Fundación Once requests special attention for people with disabilities in cases of fire evacuation

Given the wave of forest fires that are taking place in different areas of Spain, the ONCE Foundation has requested special attention for people with disabilities in cases where they need an evacuation. To do this, they have recalled the existence of a specific action protocol to care for people with motor, sensory or cognitive disabilities.

The ONCE Foundation carries out social awareness sessions throughout the year on attention to diversity in forest fires, within the European project CILIFO, (Iberian Center for Research and Fight against Forest Fires), led by the Andalusian Government.

The objective of this initiative is to provide information on the realities and needs of vulnerable groups, including people with disabilities, to help reduce the risks they face in an emergency.

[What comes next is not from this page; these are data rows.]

PR #1824, opened 2020-03-05
FIX: Related items order not same in editor and ninjs output. [SDESK-5083]

GyanP:
Introduced order in related items.
requires : https://github.com/superdesk/superdesk-client-core/pull/3371

### DIFF
--- a/superdesk/data_updates/00022_20200309-121947_archive.py
+++ b/superdesk/data_updates/00022_20200309-121947_archive.py
@@ -1,0 +1,43 @@
+# -*- coding: utf-8; -*-
+# This file is part of Superdesk.
+# For the full copyright and license information, please see the
+# AUTHORS and LICENSE files distributed with this source code, or
+# at https://www.sourcefabric.org/superdesk/license
+#
+# Author  : GyanP
+# Creation: 2020-03-09 12:19
+
+from bson import ObjectId
+from bson.errors import InvalidId
+from superdesk import get_resource_service
+from superdesk.vocabularies import is_related_content
+from superdesk.commands.data_updates import DataUpdate
+
+
+class DataUpdate(DataUpdate):
+
+    resource = 'archive'
+
+    def forwards(self, mongodb_collection, mongodb_database):
+        related = list(get_resource_service('vocabularies').get(req=None, lookup={'field_type': 'related_content'}))
+        archive_service = get_resource_service('archive')
+        for resource in ('archive', 'published'):
+            service = get_resource_service(resource)
+            for item in mongodb_database[resource].find({'associations': {'$gt': {}}}):
+                update = False
+                associations = {}
+                for key, val in item['associations'].items():
+                    associations[key] = val
+                    if val and is_related_content(key, related) and val.get('order', None) is None:
+                        update = True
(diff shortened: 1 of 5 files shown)


superdesk/publish/formatters/ninjs_formatter.py
```diff
@@ -301,14 +300,13 @@ def _get_associations(self, article, subscriber):
...
-        associations = OrderedDict()
+        associations = {}
         extra_items = {}
         media = {}
         content_profile = None
         archive_service = superdesk.get_resource_service('archive')
-        sorted_associations = OrderedDict(sorted(article.get(ASSOCIATIONS).items() or {}))
 
-        for key, item in sorted_associations.items():
+        for key, item in article.get(ASSOCIATIONS).items() or {}:
```
ride90: you can type `article.get(ASSOCIATIONS, {}).items()`

superdesk/data_updates/00022_20200309-121947_archive.py
```diff
@@ -0,0 +1,43 @@
...
+from superdesk.commands.data_updates import DataUpdate
+
+
+class DataUpdate(DataUpdate):
+
+    resource = 'archive'
+
+    def forwards(self, mongodb_collection, mongodb_database):
+        related = list(get_resource_service('vocabularies').get(req=None, lookup={'field_type': 'related_content'}))
+        archive_service = get_resource_service('archive')
```
ride90: why do we need it if we use `mongodb_database[resource]` ?

superdesk/data_updates/00022_20200309-121947_archive.py
```diff
@@ -0,0 +1,43 @@
...
+        for resource in ('archive', 'published'):
+            service = get_resource_service(resource)
+            for item in mongodb_database[resource].find({'associations': {'$gt': {}}}):
```
ride90: IMO this filter condition is weird. 
Wouldn't it be more explicit to use something like that
`{ associations: { $exists: true, $ne: {} }`  (not tested, just guessed)

superdesk/data_updates/00022_20200309-121947_archive.py
```diff
@@ -0,0 +1,43 @@
...
+from superdesk.vocabularies import is_related_content
+from superdesk.commands.data_updates import DataUpdate
+
+
+class DataUpdate(DataUpdate):
+
+    resource = 'archive'
+
+    def forwards(self, mongodb_collection, mongodb_database):
+        related = list(get_resource_service('vocabularies').get(req=None, lookup={'field_type': 'related_content'}))
```
ride90: this is redundant, it's done in `is_related_content` if `related_content` arg is not provided.

superdesk/data_updates/00022_20200309-121947_archive.py
GyanP: i forgot to remove.

superdesk/data_updates/00022_20200309-121947_archive.py
GyanP: good catch.I didn't looked at `is_related_content` definition.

Within the framework of this program, this summer the ‘White Paper on emergency management and accessible evacuation in the forest environment’ will be published. Its content will be in 3 languages: Spanish, Portuguese and English.

The document includes the ‘Decalogue of good practices to attend to diversity in the forest environment’, which includes basic instructions to attend to people with disabilities.

  1. If you talk to a person and they don’t respond, get their attention in some way. For example, touch his shoulder. She may not hear you or see you, so she may not have detected that you want to communicate with her.
  2. If you approach a person to help them, it is important that you tell them your name, as well as your role in the emergency. Although you can wear a uniform that identifies you, some people may not see it or what it means.
  3. If you detect that the person is an adult and has a disability, do not treat them in a childish way. Also, if accompanied, go directly to the person you are going to help, not their companion.
  4. You must be precise in the indications that you transmit, without using an abstract language. Use directions such as “to your left”, “to your right” or “behind you”, instead of “here” or “there”, since they are easier to understand and, in addition, will be understood by those who have a limitation visual.